- What is needed
Return a copy of every line in the records that includes the word "upstream".

══ Supplied material

PR #6687, opened 2023-06-27
Add criteria to stats endpoint

kartiktayal:


kartiktayal:
All checks have completed. Can someone please help with license/cla, I already have it checked. Not sure why gitubActionsbot is getting picked up.

kartiktayal:
@dependabot rebase

pascalgrimaud:
@kartiktayal : it's because you have some other commits, related to github actions bot, in your pull request. So the git history is not really clear. Maybe, you can try this:
- rebase against upstream/main
- start from upstream/main then apply your commits

kartiktayal:
> @kartiktayal : it's because you have some other commits, related to github actions bot, in your pull request. So the git history is not really clear. Maybe, you can try this:
> 
> * rebase against upstream/main
> * start from upstream/main then apply your commits

I have already rebased quite a number of times and resolved the conflicts. I keep getting merge conflicts which is why I asked for help. Let me try again if you think this will resolve the issue

pascalgrimaud:
Thanks @kartiktayal 
What is strange is your conflicts, as you should not have any conflicts, because the class you improve should not be impacted:
image

The statistic package is unchanged since 6 months, so you should not have conflict with main branch:

image

kartiktayal:
@pascalgrimaud , I have rebased the branch but still it does not work, anything I am missing here?

pascalgrimaud:
It's git manipulation :-D
You could try this:
- reset your current branch to be the same than upstream/main
- apply this git diff:

```diff
diff --git a/src/main/java/tech/jhipster/lite/statistic/application/StatisticsApplicationService.java b/src/main/java/tech/jhipster/lite/statistic/application/StatisticsApplicationService.java
index e4913913c..165790b81 100644
--- a/src/main/java/tech/jhipster/lite/statistic/application/StatisticsApplicationService.java
+++ b/src/main/java/tech/jhipster/lite/statistic/application/StatisticsApplicationService.java
@@ -4,6 +4,7 @@ import org.springframework.stereotype.Service;
 import tech.jhipster.lite.statistic.domain.AppliedModule;
 import tech.jhipster.lite.statistic.domain.Statistics;
 import tech.jhipster.lite.statistic.domain.StatisticsRepository;
+import tech.jhipster.lite.statistic.domain.criteria.StatisticsCriteria;
 
 @Service
 public class StatisticsApplicationService {
@@ -18,7 +19,7 @@ public class StatisticsApplicationService {
     statistics.save(moduleApplied);
   }
 
-  public Statistics get() {
-    return statistics.get();
+  public Statistics get(StatisticsCriteria criteria) {
+    return statistics.get(criteria);
   }
 }
diff --git a/src/main/java/tech/jhipster/lite/statistic/domain/StatisticsRepository.java b/src/main/java/tech/jhipster/lite/statistic/domain/StatisticsRepository.java
index b832b1197..ac7acf08d 100644
--- a/src/main/java/tech/jhipster/lite/statistic/domain/StatisticsRepository.java
+++ b/src/main/java/tech/jhipster/lite/statistic/domain/StatisticsRepository.java
@@ -1,7 +1,14 @@
 package tech.jhipster.lite.statistic.domain;
 
+import org.apache.commons.lang3.ObjectUtils;
+import tech.jhipster.lite.statistic.domain.criteria.StatisticsCriteria;
+
 public interface StatisticsRepository {
   void save(AppliedModule moduleApplied);
 
-  Statistics get();
+  Statistics get(StatisticsCriteria criteria);
+
+  default boolean isAnyCriteriaApplied(StatisticsCriteria criteria) {
+    return (ObjectUtils.isNotEmpty(criteria) && (ObjectUtils.anyNotNull(criteria.startTime(), criteria.endTime(), criteria.moduleSlug())));
+  }
 }
diff --git a/src/main/java/tech/jhipster/lite/statistic/domain/criteria/StatisticsCriteria.java b/src/main/java/tech/jhipster/lite/statistic/domain/criteria/StatisticsCriteria.java
new file mode 100644
index 000000000..823150ea1
--- /dev/null
+++ b/src/main/java/tech/jhipster/lite/statistic/domain/criteria/StatisticsCriteria.java
@@ -0,0 +1,11 @@
+package tech.jhipster.lite.statistic.domain.criteria;
+
+import java.io.Serializable;
+import java.time.Instant;
+
+/**
+ * Criteria class for {@link tech.jhipster.lite.statistic.domain.Statistics}. This class is used
+ * to receive all the possible filtering options from
+ * the Http GET request parameters.
+ */
+public record StatisticsCriteria(Instant startTime, Instant endTime, String moduleSlug) implements Serializable {}
diff --git a/src/main/java/tech/jhipster/lite/statistic/infrastructure/primary/StatisticsResources.java b/src/main/java/tech/jhipster/lite/statistic/infrastructure/primary/StatisticsResources.java
index b4fb37186..d4ef91c80 100644
--- a/src/main/java/tech/jhipster/lite/statistic/infrastructure/primary/StatisticsResources.java
+++ b/src/main/java/tech/jhipster/lite/statistic/infrastructure/primary/StatisticsResources.java
@@ -7,6 +7,7 @@ import org.springframework.web.bind.annotation.GetMapping;
 import org.springframework.web.bind.annotation.RequestMapping;
 import org.springframework.web.bind.annotation.RestController;
 import tech.jhipster.lite.statistic.application.StatisticsApplicationService;
+import tech.jhipster.lite.statistic.domain.criteria.StatisticsCriteria;
 
 @RestController
 @Tag(name = "Statistics")
@@ -21,7 +22,7 @@ class StatisticsResources {
 
   @GetMapping
   @ApiResponse(description = "JHipster lite usage statistics", responseCode = "200")
-  ResponseEntity<RestStatistics> getStatistics() {
-    return ResponseEntity.ok(RestStatistics.from(statistics.get()));
+  ResponseEntity<RestStatistics> getStatistics(StatisticsCriteria criteria) {
+    return ResponseEntity.ok(RestStatistics.from(statistics.get(criteria)));
   }
 }
diff --git a/src/main/java/tech/jhipster/lite/statistic/infrastructure/secondary/InMemoryStatisticsRepository.java b/src/main/java/tech/jhipster/lite/statistic/infrastructure/secondary/InMemoryStatisticsRepository.java
index 28302b207..0468a8f7b 100644
--- a/src/main/java/tech/jhipster/lite/statistic/infrastructure/secondary/InMemoryStatisticsRepository.java
+++ b/src/main/java/tech/jhipster/lite/statistic/infrastructure/secondary/InMemoryStatisticsRepository.java
@@ -2,12 +2,14 @@ package tech.jhipster.lite.statistic.infrastructure.secondary;
 
 import java.util.Collection;
 import java.util.Collections;
+import java.util.Objects;
 import java.util.concurrent.ConcurrentHashMap;
 import org.springframework.stereotype.Repository;
 import tech.jhipster.lite.error.domain.Assert;
 import tech.jhipster.lite.statistic.domain.AppliedModule;
 import tech.jhipster.lite.statistic.domain.Statistics;
 import tech.jhipster.lite.statistic.domain.StatisticsRepository;
+import tech.jhipster.lite.statistic.domain.criteria.StatisticsCriteria;
 
 @Repository
 @WithoutMongoDB
@@ -23,8 +25,22 @@ class InMemoryStatisticsRepository implements StatisticsRepository {
   }
 
   @Override
-  public Statistics get() {
-    return new Statistics(appliedModules.size());
+  public Statistics get(StatisticsCriteria criteria) {
+    int appliedModulesCount = 0;
+    if (isAnyCriteriaApplied(criteria)) {
+      for (AppliedModule am : appliedModules) {
+        if (
+          (Objects.isNull(criteria.startTime()) || am.date().isAfter(criteria.startTime())) &&
+          (Objects.isNull(criteria.endTime()) || am.date().isBefore(criteria.endTime())) &&
+          (Objects.isNull(criteria.moduleSlug()) || am.module().slug().equals(criteria.moduleSlug()))
+        ) {
+          appliedModulesCount++;
+        }
+      }
+    } else {
+      appliedModulesCount = appliedModules.size();
+    }
+    return new Statistics(appliedModulesCount);
   }
 
   void clear() {
diff --git a/src/main/java/tech/jhipster/lite/statistic/infrastructure/secondary/MongoDBStatisticsRepository.java b/src/main/java/tech/jhipster/lite/statistic/infrastructure/secondary/MongoDBStatisticsRepository.java
index 24d3a5b59..1ae0bf68d 100644
--- a/src/main/java/tech/jhipster/lite/statistic/infrastructure/secondary/MongoDBStatisticsRepository.java
+++ b/src/main/java/tech/jhipster/lite/statistic/infrastructure/secondary/MongoDBStatisticsRepository.java
@@ -5,6 +5,7 @@ import tech.jhipster.lite.error.domain.Assert;
 import tech.jhipster.lite.statistic.domain.AppliedModule;
 import tech.jhipster.lite.statistic.domain.Statistics;
 import tech.jhipster.lite.statistic.domain.StatisticsRepository;
+import tech.jhipster.lite.statistic.domain.criteria.StatisticsCriteria;
 
 @WithMongoDB
 @Repository
@@ -24,7 +25,11 @@ class MongoDBStatisticsRepository implements StatisticsRepository {
   }
 
   @Override
-  public Statistics get() {
-    return new Statistics(statistics.count());
+  public Statistics get(StatisticsCriteria criteria) {
+    if (isAnyCriteriaApplied(criteria)) {
+      return new Statistics(statistics.countByModuleSlugAndDateBetween(criteria.moduleSlug(), criteria.startTime(), criteria.endTime()));
+    } else {
+      return new Statistics(statistics.count());
+    }
   }
 }
diff --git a/src/main/java/tech/jhipster/lite/statistic/infrastructure/secondary/SpringDataMongoDBStatisticsRepository.java b/src/main/java/tech/jhipster/lite/statistic/infrastructure/secondary/SpringDataMongoDBStatisticsRepository.java
index 3bb2f3ae4..3e672d1d9 100644
--- a/src/main/java/tech/jhipster/lite/statistic/infrastructure/secondary/SpringDataMongoDBStatisticsRepository.java
+++ b/src/main/java/tech/jhipster/lite/statistic/infrastructure/secondary/SpringDataMongoDBStatisticsRepository.java
@@ -1,9 +1,13 @@
 package tech.jhipster.lite.statistic.infrastructure.secondary;
 
+import java.time.Instant;
 import java.util.UUID;
 import org.springframework.data.repository.CrudRepository;
+import org.springframework.lang.Nullable;
 import org.springframework.stereotype.Repository;
 
 @WithMongoDB
 @Repository
-interface SpringDataMongoDBStatisticsRepository extends CrudRepository<AppliedModuleDocument, UUID> {}
+interface SpringDataMongoDBStatisticsRepository extends CrudRepository<AppliedModuleDocument, UUID> {
+  long countByModuleSlugAndDateBetween(@Nullable String moduleSlug, @Nullable Instant startTime, @Nullable Instant endTime);
+}
diff --git a/src/test/java/tech/jhipster/lite/statistic/infrastructure/secondary/InMemoryStatisticsRepositoryTest.java b/src/test/java/tech/jhipster/lite/statistic/infrastructure/secondary/InMemoryStatisticsRepositoryTest.java
new file mode 100644
index 000000000..4f258fd6c
--- /dev/null
+++ b/src/test/java/tech/jhipster/lite/statistic/infrastructure/secondary/InMemoryStatisticsRepositoryTest.java
@@ -0,0 +1,85 @@
+package tech.jhipster.lite.statistic.infrastructure.secondary;
+
+import static org.assertj.core.api.Assertions.assertThat;
+
+import java.time.Instant;
+import org.junit.jupiter.api.AfterAll;
+import org.junit.jupiter.api.BeforeAll;
+import org.junit.jupiter.api.BeforeEach;
+import org.junit.jupiter.api.Test;
+import tech.jhipster.lite.UnitTest;
+import tech.jhipster.lite.statistic.domain.AppliedModule;
+import tech.jhipster.lite.statistic.domain.AppliedModuleFixture;
+import tech.jhipster.lite.statistic.domain.criteria.StatisticsCriteria;
+
+@UnitTest
+class InMemoryStatisticsRepositoryTest {
+
+  private static InMemoryStatisticsRepository inMemoryStatisticsRepository;
+
+  @BeforeAll
+  static void setUp() {
+    inMemoryStatisticsRepository = new InMemoryStatisticsRepository();
+  }
+
+  @BeforeEach
+  void beforeEach() {
+    inMemoryStatisticsRepository.clear();
+  }
+
+  @AfterAll
+  static void cleanup() {
+    inMemoryStatisticsRepository.clear();
+  }
+
+  @Test
+  void testGet_WithNullCriteria() {
+    StatisticsCriteria statisticsCriteria = new StatisticsCriteria(null, null, null);
+
+    assertThat(inMemoryStatisticsRepository.get(statisticsCriteria).appliedModules()).isZero();
+  }
+
+  @Test
+  void testGet_WithModuleSlugCriteria() {
+    AppliedModule appliedModule = AppliedModuleFixture.appliedModule();
+    StatisticsCriteria statisticsCriteria = new StatisticsCriteria(null, null, appliedModule.module().slug());
+
+    inMemoryStatisticsRepository.save(appliedModule);
+
+    assertThat(inMemoryStatisticsRepository.get(statisticsCriteria).appliedModules()).isEqualTo(1);
+  }
+
+  @Test
+  void testGet_WithStartTimeCriteria() {
+    AppliedModule appliedModule = AppliedModuleFixture.appliedModule();
+    StatisticsCriteria statisticsCriteria = new StatisticsCriteria(Instant.parse("2021-12-02T10:15:30.00Z"), null, null);
+
+    inMemoryStatisticsRepository.save(appliedModule);
+
+    assertThat(inMemoryStatisticsRepository.get(statisticsCriteria).appliedModules()).isEqualTo(1);
+  }
+
+  @Test
+  void testGet_WithEndTimeCriteria() {
+    AppliedModule appliedModule = AppliedModuleFixture.appliedModule();
+    StatisticsCriteria statisticsCriteria = new StatisticsCriteria(null, Instant.parse("2021-12-04T10:15:30.00Z"), null);
+
+    inMemoryStatisticsRepository.save(appliedModule);
+
+    assertThat(inMemoryStatisticsRepository.get(statisticsCriteria).appliedModules()).isEqualTo(1);
+  }
+
+  @Test
+  void testGet_WithFalseCriteria() {
+    AppliedModule appliedModule = AppliedModuleFixture.appliedModule();
+    StatisticsCriteria statisticsCriteria = new StatisticsCriteria(
+      Instant.parse("2022-12-04T10:15:30.00Z"),
+      Instant.parse("2020-12-04T10:15:30.00Z"),
+      "slug"
+    );
+
+    inMemoryStatisticsRepository.save(appliedModule);
+
+    assertThat(inMemoryStatisticsRepository.get(statisticsCriteria).appliedModules()).isZero();
+  }
+}
diff --git a/src/test/java/tech/jhipster/lite/statistic/infrastructure/secondary/MongoDBStatisticsRepositoryIntTest.java b/src/test/java/tech/jhipster/lite/statistic/infrastructure/secondary/MongoDBStatisticsRepositoryIntTest.java
index 902bb5f3e..a624639db 100644
--- a/src/test/java/tech/jhipster/lite/statistic/infrastructure/secondary/MongoDBStatisticsRepositoryIntTest.java
+++ b/src/test/java/tech/jhipster/lite/statistic/infrastructure/secondary/MongoDBStatisticsRepositoryIntTest.java
@@ -1,7 +1,7 @@
 package tech.jhipster.lite.statistic.infrastructure.secondary;
 
-import static org.assertj.core.api.Assertions.*;
-import static tech.jhipster.lite.statistic.domain.AppliedModuleFixture.*;
+import static org.assertj.core.api.Assertions.assertThat;
+import static tech.jhipster.lite.statistic.domain.AppliedModuleFixture.appliedModule;
 
 import java.util.Collections;
 import org.junit.jupiter.api.AfterAll;
@@ -15,6 +15,7 @@ import org.testcontainers.containers.MongoDBContainer;
 import org.testcontainers.utility.DockerImageName;
 import tech.jhipster.lite.IntegrationTest;
 import tech.jhipster.lite.statistic.domain.StatisticsRepository;
+import tech.jhipster.lite.statistic.domain.criteria.StatisticsCriteria;
 
 @IntegrationTest
 @EnabledOnOs(OS.LINUX)
@@ -71,7 +72,13 @@ class MongoDBStatisticsRepositoryIntTest {
   @Test
   void shouldUpdateAndGetStatistics() {
     statistics.save(appliedModule());
+    assertThat(statistics.get(null).appliedModules()).isEqualTo(1);
+  }
 
-    assertThat(statistics.get().appliedModules()).isEqualTo(1);
+  @Test
+  void shouldUpdateAndGetStatisticsWithIncorrectCriteria() {
+    statistics.save(appliedModule());
+    StatisticsCriteria criteria = new StatisticsCriteria(null, null, "slug");
+    assertThat(statistics.get(criteria).appliedModules()).isZero();
   }
 }
```

Then, commit and push

kartiktayal:
You want me to reset my branch to the HEAD of upstream/main. Is that correct?
If so, will I have to not commit all my changes again? or am I misunderstanding?

If possible, can you share the commands with me so I do not make this mistake

pascalgrimaud:
My suggestion is to solve these strange co-author commits with github actions bot, as I don't know what you did with your local repo:
image

It's not good to follow clearly what I suggest because I don't know your local configuration:
- your git origin
- your git upstream
- your email config, etc

Still there are several solutions, it depends on you:

To solve that, you can manipulate git with reset, git patch etc

Or, you can simply start a new dev:
- copy the packages statistics (src and test) in another folder
- start in a fresh clear branch, which is sync with upstream/main
- paste the packages statictics (src and test) with your changes

DamnClin:
Really sorry, kinda busy those days, I'll review it in the upcoming days

src/main/java/tech/jhipster/lite/statistic/domain/StatisticsRepository.java
```diff
@@ -1,7 +1,14 @@
...
+import org.apache.commons.lang3.ObjectUtils;
+import tech.jhipster.lite.statistic.domain.criteria.StatisticsCriteria;
+
 public interface StatisticsRepository {
   void save(AppliedModule moduleApplied);
 
-  Statistics get();
+  Statistics get(StatisticsCriteria criteria);
+
+  default boolean isAnyCriteriaApplied(StatisticsCriteria criteria) {
```
DamnClin, line 11: This needs to be part of the criteria or be deleted

src/main/java/tech/jhipster/lite/statistic/domain/criteria/StatisticsCriteria.java
```diff
@@ -0,0 +1,11 @@
...
+
+import java.io.Serializable;
+import java.time.Instant;
+
+/**
+ * Criteria class for {@link tech.jhipster.lite.statistic.domain.Statistics}. This class is used
+ * to receive all the possible filtering options from
+ * the Http GET request parameters.
+ */
+public record StatisticsCriteria(Instant startTime, Instant endTime, String moduleSlug) implements Serializable {}
```
DamnClin, line 11: I don't like the design of this criteria. For me criterion are optional hence should be in Optional attributes which probably means switching to a class with a builder (so this will also fix the ambiguity on instants).

Also you should use types since module slugs have a peculiar format you will avoid unmatching formats

src/main/java/tech/jhipster/lite/statistic/infrastructure/primary/StatisticsResources.java
```diff
@@ -21,7 +22,7 @@ public StatisticsResources(StatisticsApplicationService statistics) {
 
   @GetMapping
   @ApiResponse(description = "JHipster lite usage statistics", responseCode = "200")
-  ResponseEntity<RestStatistics> getStatistics() {
-    return ResponseEntity.ok(RestStatistics.from(statistics.get()));
+  ResponseEntity<RestStatistics> getStatistics(StatisticsCriteria criteria) {
```
DamnClin, line 25: You can't use domain criteria here. You need a `RestStatisticsCriteria` so you'll be able to have OpenAPI documentation for the endpoint.

This makes even more sens with criteria having optional criterion (`RestStatisticsCriteria` and `StatisticsCriteria` structure will be different)

src/main/java/tech/jhipster/lite/statistic/infrastructure/secondary/InMemoryStatisticsRepository.java
```diff
@@ -23,8 +25,22 @@ public void save(AppliedModule moduleApplied) {
   }
 
   @Override
-  public Statistics get() {
-    return new Statistics(appliedModules.size());
+  public Statistics get(StatisticsCriteria criteria) {
+    int appliedModulesCount = 0;
+    if (isAnyCriteriaApplied(criteria)) {
```
DamnClin, line 30: You just need to filter and count in a stream, this needs to be refactored

src/main/java/tech/jhipster/lite/statistic/infrastructure/secondary/MongoDBStatisticsRepository.java
```diff
@@ -24,7 +25,11 @@ public void save(AppliedModule moduleApplied) {
   }
 
   @Override
-  public Statistics get() {
-    return new Statistics(statistics.count());
+  public Statistics get(StatisticsCriteria criteria) {
+    if (isAnyCriteriaApplied(criteria)) {
+      return new Statistics(statistics.countByModuleSlugAndDateBetween(criteria.moduleSlug(), criteria.startTime(), criteria.endTime()));
```
DamnClin, line 30: I don't think that works since all criterion are optional. You should build a query with the criterion that are actually set.

Another problem: you need an index for that search

src/main/java/tech/jhipster/lite/statistic/infrastructure/secondary/MongoDBStatisticsRepository.java
```diff
@@ -24,7 +25,11 @@ public void save(AppliedModule moduleApplied) {
...
+    } else {
```
DamnClin, line 31: Else keyword is not needed

src/test/java/tech/jhipster/lite/statistic/infrastructure/secondary/InMemoryStatisticsRepositoryTest.java
```diff
@@ -0,0 +1,97 @@
...
+import tech.jhipster.lite.statistic.domain.AppliedModuleFixture;
+import tech.jhipster.lite.statistic.domain.criteria.StatisticsCriteria;
+
+@UnitTest
+class InMemoryStatisticsRepositoryTest {
+
+  private static InMemoryStatisticsRepository inMemoryStatisticsRepository;
+
+  @BeforeAll
+  static void setUp() {
```
DamnClin, line 21: Not needed, you can instantiate it a declaration

src/test/java/tech/jhipster/lite/statistic/infrastructure/secondary/InMemoryStatisticsRepositoryTest.java
```diff
@@ -0,0 +1,97 @@
...
+    inMemoryStatisticsRepository = new InMemoryStatisticsRepository();
+  }
+
+  @BeforeEach
+  void beforeEach() {
```
DamnClin, line 26: Just declare a not static attribute and this won't be needed

src/test/java/tech/jhipster/lite/statistic/infrastructure/secondary/InMemoryStatisticsRepositoryTest.java
```diff
@@ -0,0 +1,97 @@
...
+    inMemoryStatisticsRepository.clear();
+  }
+
+  @AfterAll
+  static void cleanup() {
```
DamnClin, line 31: Just declare a not static attribute and this won't be needed

src/test/java/tech/jhipster/lite/statistic/infrastructure/secondary/InMemoryStatisticsRepositoryTest.java
```diff
@@ -0,0 +1,97 @@
...
+    inMemoryStatisticsRepository.clear();
+  }
+
+  @Test
+  void testGet_WithNullCriteria() {
```
DamnClin, line 36: we tend to use shouldXXXWhen|ForXXX tests namming

src/test/java/tech/jhipster/lite/statistic/infrastructure/secondary/MongoDBStatisticsRepositoryIntTest.java
```diff
@@ -1,7 +1,7 @@
 package tech.jhipster.lite.statistic.infrastructure.secondary;
 
-import static org.assertj.core.api.Assertions.*;
-import static tech.jhipster.lite.statistic.domain.AppliedModuleFixture.*;
+import static org.assertj.core.api.Assertions.assertThat;
```
DamnClin, line 3: static imports should start a 1 import

src/test/java/tech/jhipster/lite/statistic/infrastructure/secondary/MongoDBStatisticsRepositoryIntTest.java
```diff
@@ -71,7 +72,13 @@ void shouldGetStatisticsFromMongoInCloudEnvironment() {
   @Test
   void shouldUpdateAndGetStatistics() {
     statistics.save(appliedModule());
+    assertThat(statistics.get(null).appliedModules()).isEqualTo(1);
+  }
 
-    assertThat(statistics.get().appliedModules()).isEqualTo(1);
```
DamnClin, line 75: Missing test cases for dates

DamnClin (changes requested):
Some design flows + missing component test in https://github.com/jhipster/jhipster-lite/blob/main/src/test/features/statistics.feature

src/main/java/tech/jhipster/lite/statistic/domain/criteria/StatisticsCriteria.java
kartiktayal: Just trying to understand the difference between RestStatisticsCriteria and StatisticsCriteria.
RestStatisticsCriteria is going to be taken as Input in Rest endpoint where it would have no validations other than slug since they have types since it can be null with Swagger annotations for documentation.
And this RestStatisticsCriteria wil be used to create StatisticsCriteria which will also have null values even when using builder.
Maybe I am not able to understand the use of optional here?

src/main/java/tech/jhipster/lite/statistic/infrastructure/secondary/MongoDBStatisticsRepository.java
kartiktayal: I did think of building a criteria, but the criteria API are not available due to missing dependency in the project.
I tried changing the interface from CrudRepo to JpaRepo, but it is not available. Should I add the dependency or am I missing something here?

src/test/java/tech/jhipster/lite/statistic/infrastructure/secondary/InMemoryStatisticsRepositoryTest.java
kartiktayal: Do we not need to cleanup after the tests since it is a goof practice to purge the test data. Methods annotated with `@AfterAll` a should be void and static which is why the attribute is static.

src/main/java/tech/jhipster/lite/statistic/infrastructure/secondary/MongoDBStatisticsRepository.java
DamnClin: This is not a JPA repo since it is backed by mongo. If you need a dependency you can add it :)

src/test/java/tech/jhipster/lite/statistic/infrastructure/secondary/InMemoryStatisticsRepositoryTest.java
DamnClin: It isn't a good practice really to have shared data between tests since here it's really easy to have a new InMemoryRepo for each test: just declare it in an attribute

src/main/java/tech/jhipster/lite/statistic/domain/criteria/StatisticsCriteria.java
DamnClin: The RestXXX will have OpenApi annotation for documentation and you need a builder for StatisticsCriteria allowing build from primitives

src/main/java/tech/jhipster/lite/generator/JHLiteModuleSlug.java
```diff
@@ -123,4 +125,12 @@ public enum JHLiteModuleSlug implements JHipsterModuleSlugFactory {
   public String get() {
     return slug;
   }
+
+  public static JHLiteModuleSlug fromString(@NotNull String slug) {
```
DamnClin, line 129: No BeanValidation allowed here

src/main/java/tech/jhipster/lite/generator/JHLiteModuleSlug.java
```diff
@@ -123,4 +125,12 @@ public enum JHLiteModuleSlug implements JHipsterModuleSlugFactory {
...
+    return Arrays
```
DamnClin, line 130: I think it's way better to build a static map associating key and values to do this

src/main/java/tech/jhipster/lite/generator/JHLiteModuleSlug.java
```diff
@@ -123,4 +125,12 @@ public enum JHLiteModuleSlug implements JHipsterModuleSlugFactory {
...
+      .stream(JHLiteModuleSlug.values())
+      .filter(val -> slug.equals(val.get()))
+      .findFirst()
+      .orElseThrow(IllegalArgumentException::new);
```
DamnClin, line 134: We don't use generic exceptions, only GeneratorException allowing us to provide user friendly error messages

src/main/java/tech/jhipster/lite/statistic/domain/criteria/StatisticsCriteria.java
```diff
@@ -0,0 +1,65 @@
...
+import java.util.Optional;
+import org.apache.commons.lang3.StringUtils;
+import tech.jhipster.lite.generator.JHLiteModuleSlug;
+
+/**
+ * Criteria class for {@link tech.jhipster.lite.statistic.domain.Statistics}.
+ */
+public class StatisticsCriteria {
+
+  private final Instant startTime;
```
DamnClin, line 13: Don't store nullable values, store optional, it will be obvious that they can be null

════

- Answer below
- rebase against upstream/main
- start from upstream/main then apply your commits
> * rebase against upstream/main
> * start from upstream/main then apply your commits
- reset your current branch to be the same than upstream/main
You want me to reset my branch to the HEAD of upstream/main. Is that correct?
- your git upstream
- start in a fresh clear branch, which is sync with upstream/main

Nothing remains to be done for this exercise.